* [WHAT TO DO]:
Please output exactly the part of the records below that opens with the line containing "PR #968, opened 2023-02-10" and closes with the line containing "Approved on the", both lines included, and nothing else.

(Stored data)
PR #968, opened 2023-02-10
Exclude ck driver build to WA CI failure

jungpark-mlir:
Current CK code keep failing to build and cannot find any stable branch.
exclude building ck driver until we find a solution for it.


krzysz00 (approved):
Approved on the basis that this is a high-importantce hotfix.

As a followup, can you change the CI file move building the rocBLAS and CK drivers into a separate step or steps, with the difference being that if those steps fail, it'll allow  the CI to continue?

* * *

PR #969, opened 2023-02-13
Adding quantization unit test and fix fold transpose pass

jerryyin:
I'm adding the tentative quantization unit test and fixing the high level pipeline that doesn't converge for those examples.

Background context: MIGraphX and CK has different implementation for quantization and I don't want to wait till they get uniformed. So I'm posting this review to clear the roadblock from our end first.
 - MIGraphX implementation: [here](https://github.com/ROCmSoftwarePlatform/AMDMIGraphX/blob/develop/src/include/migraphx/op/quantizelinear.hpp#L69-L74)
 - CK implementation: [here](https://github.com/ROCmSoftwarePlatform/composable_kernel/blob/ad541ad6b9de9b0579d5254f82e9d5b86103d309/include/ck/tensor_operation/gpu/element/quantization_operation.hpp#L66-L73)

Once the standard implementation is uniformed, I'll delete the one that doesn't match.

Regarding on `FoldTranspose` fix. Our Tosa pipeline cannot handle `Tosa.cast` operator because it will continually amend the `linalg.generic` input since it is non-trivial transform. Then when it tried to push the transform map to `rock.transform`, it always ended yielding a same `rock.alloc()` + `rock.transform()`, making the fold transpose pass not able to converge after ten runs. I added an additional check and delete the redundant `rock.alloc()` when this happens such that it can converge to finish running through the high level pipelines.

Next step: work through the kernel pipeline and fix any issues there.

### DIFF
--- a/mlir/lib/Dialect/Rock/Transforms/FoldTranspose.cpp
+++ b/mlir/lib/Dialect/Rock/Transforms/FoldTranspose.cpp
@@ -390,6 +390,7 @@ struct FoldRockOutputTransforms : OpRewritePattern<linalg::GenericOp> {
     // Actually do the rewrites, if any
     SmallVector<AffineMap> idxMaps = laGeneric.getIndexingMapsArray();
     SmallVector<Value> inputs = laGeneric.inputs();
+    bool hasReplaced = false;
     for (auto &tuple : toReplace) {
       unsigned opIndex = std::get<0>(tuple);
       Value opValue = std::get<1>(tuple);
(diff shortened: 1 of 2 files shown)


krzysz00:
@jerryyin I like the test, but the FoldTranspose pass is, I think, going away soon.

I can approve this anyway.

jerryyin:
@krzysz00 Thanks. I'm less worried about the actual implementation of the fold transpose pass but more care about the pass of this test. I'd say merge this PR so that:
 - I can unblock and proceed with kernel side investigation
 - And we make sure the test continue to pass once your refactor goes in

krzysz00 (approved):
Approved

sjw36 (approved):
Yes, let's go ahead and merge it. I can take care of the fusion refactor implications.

* [THE ANSWER]:
PR #968, opened 2023-02-10
Exclude ck driver build to WA CI failure

jungpark-mlir:
Current CK code keep failing to build and cannot find any stable branch.
exclude building ck driver until we find a solution for it.


krzysz00 (approved):
Approved on the basis that this is a high-importantce hotfix.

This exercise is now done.